Work order -
The answer should be an exact repeat of the stretch of material below from the line containing "So maybe we" through the line containing "If we escape".

Data shown -
• • • • •

PR #17526, opened 2021-05-06
Check if config loaded in getHostname()

flamisz:
### Description:

If the config already loaded when we use the `getHostname()` method, we can use the `$checkIfTrusted` as true when getting the host.

### Review

* [ ] Functional review done
* [ ] Code review done

### DIFF
--- a/core/Config.php
+++ b/core/Config.php
@@ -225,8 +225,17 @@ class Config
      */
     public static function getHostname()
     {
+        $checkIfTrusted = true;
+        
+        try {
+            // this fails before the config was initialized
+            Config::getInstance()->existsLocalConfig();
+        } catch (\Exception $e) {
+            $checkIfTrusted = false;
+        }
+        
         // Check trusted requires config file which is not ready yet
-        $host = Url::getHost($checkIfTrusted = false);
+        $host = Url::getHost($checkIfTrusted);
 
         // Remove any port number to get actual hostname
         $host = Url::getHostSanitized($host);
--- a/core/Config.php
+++ b/core/Config.php
@@ -220,21 +220,13 @@ class Config
 
     /**
      * Returns the hostname of the current request (without port number)
+     * @param bool $checkIfTrusted Check trusted requires config which is maybe not ready yet,
+     *                             make sure the config is ready when you call with true
      *
      * @return string
      */
-    public static function getHostname()
+    public static function getHostname($checkIfTrusted = false)
     {
-        $checkIfTrusted = true;
-
-        try {
-            // this fails before the config was initialized
-            Config::getInstance();
-        } catch (\Exception $e) {
-            $checkIfTrusted = false;
-        }
-
-        // Check trusted requires config file which is not ready yet
         $host = Url::getHost($checkIfTrusted);
 
         // Remove any port number to get actual hostname
--- a/core/Config.php
+++ b/core/Config.php
@@ -139,7 +139,7 @@ class Config
         if (!empty($GLOBALS['CONFIG_INI_PATH_RESOLVER']) && is_callable($GLOBALS['CONFIG_INI_PATH_RESOLVER'])) {
             return call_user_func($GLOBALS['CONFIG_INI_PATH_RESOLVER']);
         }
-        
+
         $path = self::getByDomainConfigPath();
         if ($path) {
             return $path;
@@ -226,14 +226,14 @@ class Config
     public static function getHostname()
     {
         $checkIfTrusted = true;
-        
+
         try {
             // this fails before the config was initialized
-            Config::getInstance()->existsLocalConfig();
+            Config::getInstance();
         } catch (\Exception $e) {
             $checkIfTrusted = false;
         }
-        
+
         // Check trusted requires config file which is not ready yet
         $host = Url::getHost($checkIfTrusted);
 
@@ -318,7 +318,7 @@ class Config
     public function deleteLocalConfig()
     {
         $configLocal = $this->getLocalPath();
-        
+
         if(file_exists($configLocal)){
             @unlink($configLocal);
         }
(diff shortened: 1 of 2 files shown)


core/Config.php
```diff
@@ -225,8 +225,17 @@ public static function getByDomainConfigPath()
      */
     public static function getHostname()
     {
+        $checkIfTrusted = true;
+        
+        try {
+            // this fails before the config was initialized
+            Config::getInstance()->existsLocalConfig();
```
sgiehl: Not sure how often we are calling `getHostname` in the code, but this would actually add an additional file operation each time it's called. Wondering if we should check that another way if possible or maybe cache the result, so we don't check if the file exists each time it is called?

flamisz: I will rethink this and try to find a proper way to check if the config loaded instead of a `try...catch`

tsteur: @flamisz it's not about whether config file exists here it's more about checking if config has been loaded yet. Using Config::getInstance() here could actually result in a never ending loop as the getHostname method could be called while loading the config (might not be the case but it could be). 

I'm not sure it's possible to know if config has been loaded yet or not and in worst case we have to add a parameter `checkIfTrusted`

flamisz: the only way I find and we use somewhere else in the code is trying to get the instance itself. That throws an error in the `StaticContainer` if does not exists yet.

we don't need the `->existsLocalConfig();` tho, simple `Config::getInstance()` is enough but I haven't checked the never ending loop situation.

As you said, maybe adding the parameter is the solution.

flamisz:
@tsteur @sgiehl 

I updated the PR using parameter instead of the `try..catch`. Using this `getHostname()` method is very rare in our codebase.

We use it in the core updater in a couple of files and in `SettingsPiwik` but I didn't modify it there.

sgiehl (commented):
The code itself looks ok. But not sure if it fulfills the requirements. ping @tsteur 
When visiting the diagnostic page over a trusted host, the hostname is shown in the archiving command. Coming from an untrusted host for me it now always uses the IP address as `matomo-domain`, even though some trusted hosts are configured...

tsteur:
@sgiehl are you saying the `trusted host` check doesn't work? Could you maybe quickly debug why it's using the IP address for you?

In my case it worked without an issue 
image

sgiehl:
@tsteur Actually I guess the code does exactly what it should. If the current hostname used is untrusted the code falls back to `$_SERVER['SERVER_ADDR']`, which is the server IP:
https://github.com/matomo-org/matomo/blob/0d979018ce23e8e0187dd435cc8de99fcf3c3585/core/Url.php#L298-L312

Was just wondering if it would be more useful in this case to lookup the configured trusted hosts instead and use one of them instead of the IP. But might be unneeded, as viewing the diagnostics from an untrusted host might be uncommon.

tsteur:
Ideally if it's not a trusted host then we wouldn't append the matomo-domain option as it wouldn't work anyway. Not sure how easy it is but there should be methods for checking if we are on a trusted host or not.

sgiehl:
@tsteur guess only appending the `matomo-domain` part if `Url::isValidHost()` returns true should work

tsteur:
@flamisz could you look into this?

flamisz:
> @flamisz could you look into this?

yeah, sure

flamisz:
@tsteur @sgiehl where can I see that `matomo-domain` parameter? just to be able to test it.

flamisz:
@tsteur @sgiehl where can I see that `matomo-domain` parameter? just to be able to test it.

tsteur:
@flamisz it's right in the line below `        $domain = Config::getHostname($checkIfTrusted = true);`.

flamisz:
> @flamisz it's right in the line below ` $domain = Config::getHostname($checkIfTrusted = true);`.

@tsteur I meant in the UI or in any console command response. Like your screenshot, where is that from? So when I fix it I can see it works now.

tsteur:
@flamisz that's the system check page. You get to it by going to `Administration -> Diagnostics -> System Check`. It would be shown under `Last Successful Archiving Completion`. It's possible it won't be shown if archiving ran recently so you might need to temporarily adjust `CronArchivingLastRunCheck` class to force showing it.

flamisz:
> @flamisz that's the system check page. You get to it by going to `Administration -> Diagnostics -> System Check`. It would be shown under `Last Successful Archiving Completion`. It's possible it won't be shown if archiving ran recently so you might need to temporarily adjust `CronArchivingLastRunCheck` class to force showing it.

thanks, I found it, I'm on it 😄

flamisz:
@tsteur @sgiehl I updated the PR

plugins/Diagnostics/Diagnostic/CronArchivingLastRunCheck.php
```diff
@@ -90,8 +91,13 @@ public function execute()
 
     private function getArchivingCommand()
     {
-        $domain = Config::getHostname();
-        return PIWIK_INCLUDE_PATH . '/console --matomo-domain=' . $domain . ' core:archive';
+        if (Url::isValidHost()) {
+            $domain = Config::getHostname($checkIfTrusted = true);
```
sgiehl, line 95: doesn't `isValidHost()` actually automatically check if the host is trusted (if not disabled in config)? Wondering if we still need the changes in `Config::getHostname()`

tsteur: Probably good to still have it 👍

sgiehl: ok

sgiehl (approved):
Seems to work as expected now. I've rebased the branch, if all tests are still working it should be good to merge

PR #17527, opened 2021-05-06
Add link to new FAQ how to make the diagnostic “Managing processes via CLI” show Ok

mattab:
NOTE: Had to add the risky `|raw` to the item.comment, which may have security risks if some of the "Informational" diagnostics will contain random content that may be injectable by someone or the system. Maybe we should audit all informational diagnostics?

The new FAQ is: https://matomo.org/faq/troubleshooting/how-to-make-the-diagnostic-managing-processes-via-cli-to-display-ok/

Here is what it looks like:
Screenshot from 2021-05-06 17-01-20

### Review

* [ ] Functional review done
* [ ] Code review done

### DIFF
--- a/plugins/Diagnostics/Diagnostic/CronArchivingCheck.php
+++ b/plugins/Diagnostics/Diagnostic/CronArchivingCheck.php
@@ -78,7 +78,7 @@ class CronArchivingCheck implements Diagnostic
             $comment .= $this->translator->translate('Installation_NotSupported')
                 . ' ' . $this->translator->translate('Goals_Optional')
                 . ' (' . $this->translator->translate('General_Reasons') . ': ' . $reasonText . ')'
-                . $this->translator->translate('General_LearnMore', [' <a target="_blank" href="https://matomo.org/faq/troubleshooting/how-to-make-the-diagnostic-managing-processes-via-cli-to-display-ok/">', '</a>'])
+                . $this->translator->translate('General_LearnMore', [' <a target="_blank" href="https://matomo.org/faq/troubleshooting/how-to-make-the-diagnostic-managing-processes-via-cli-to-display-ok/">', '</a>']);
             $status = DiagnosticResult::STATUS_INFORMATIONAL;
         }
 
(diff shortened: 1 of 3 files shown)


sgiehl:
@mattab Actually it seems all other informational results are handled using this method:
https://github.com/matomo-org/matomo/blob/11f54ee6389bd8ac408385b0d1760936c496470c/plugins/Diagnostics/Diagnostic/DiagnosticResult.php#L62-L72
So maybe we could add some kind of html escaping there, to prevent any injection coming from server configuration variables or HTTP headers.

mattab:
Sounds good @sgiehl - unfortunately i won't have time to finish the work on this so maybe someone can do it :see_no_evil:

tsteur:
We can look into this eventually as part of 4.4 release

diosmosis:
If we escape the comment we won't be able to put the link in, correct? We could accomplish the same thing w/ another variable that's meant to not contain unsafe input (eg, `item.details` after `item.comment`).

sgiehl:
@diosmosis I've rebased the branch and updated it so comments for informational items are escaped by default. Even though it  currently seems unneeded, there is a new parameter to disable that.

plugins/Diagnostics/Diagnostic/CronArchivingCheck.php
```diff
@@ -77,7 +77,8 @@ public function execute()
             }
             $comment .= $this->translator->translate('Installation_NotSupported')
                 . ' ' . $this->translator->translate('Goals_Optional')
-                . ' (' . $this->translator->translate('General_Reasons') . ': ' . $reasonText . ')';
+                . ' (' . $this->translator->translate('General_Reasons') . ': ' . $reasonText . ')'
+                . $this->translator->translate('General_LearnMore', [' <a target="_blank" href="https://matomo.org/faq/troubleshooting/how-to-make-the-diagnostic-managing-processes-via-cli-to-display-ok/">', '</a>']);
             $status = DiagnosticResult::STATUS_INFORMATIONAL;
```
diosmosis, line 82: @sgiehl So, below, we still need to set `$escapeComment` to false, right?

sgiehl: actually not, as it doesn't use the `informationalResult` method, but created the `DiagnosticResultItem` item directly

diosmosis: :+1:

PR #17530, opened 2021-05-07
Allow invalidating non-day periods even if the period is for a date that had logs purged

diosmosis:
### Description:

When invalidating data, we check for dates that are before the configured log data deletion month count, and ignore them. This is a safety mechanism to make sure we do not invalidate day periods that have archive data, but for whom log data was deleted. This safety mechanism, however, breaks the GoogleAnalyticsImporter, when importing data that is before log data deletion threshold.

The importer imports day periods, then invalidates week periods and above to calculate the rest. If the data is before the log deletion threshold, the higher periods are never recomputed.

Fixed in this PR by only applying the check for day periods. If a week period is invalidated and there is no log data, the day periods should used.

TODO: check if week periods will trigger rearchiving of the day if the day is for some reason invalidated.

FYI @tsteur

### Review

* [ ] Functional review done
* [ ] Code review done

### DIFF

• • • • •

Task output -
So maybe we could add some kind of html escaping there, to prevent any injection coming from server configuration variables or HTTP headers.

mattab:
Sounds good @sgiehl - unfortunately i won't have time to finish the work on this so maybe someone can do it :see_no_evil:

tsteur:
We can look into this eventually as part of 4.4 release

diosmosis:
If we escape the comment we won't be able to put the link in, correct? We could accomplish the same thing w/ another variable that's meant to not contain unsafe input (eg, `item.details` after `item.comment`).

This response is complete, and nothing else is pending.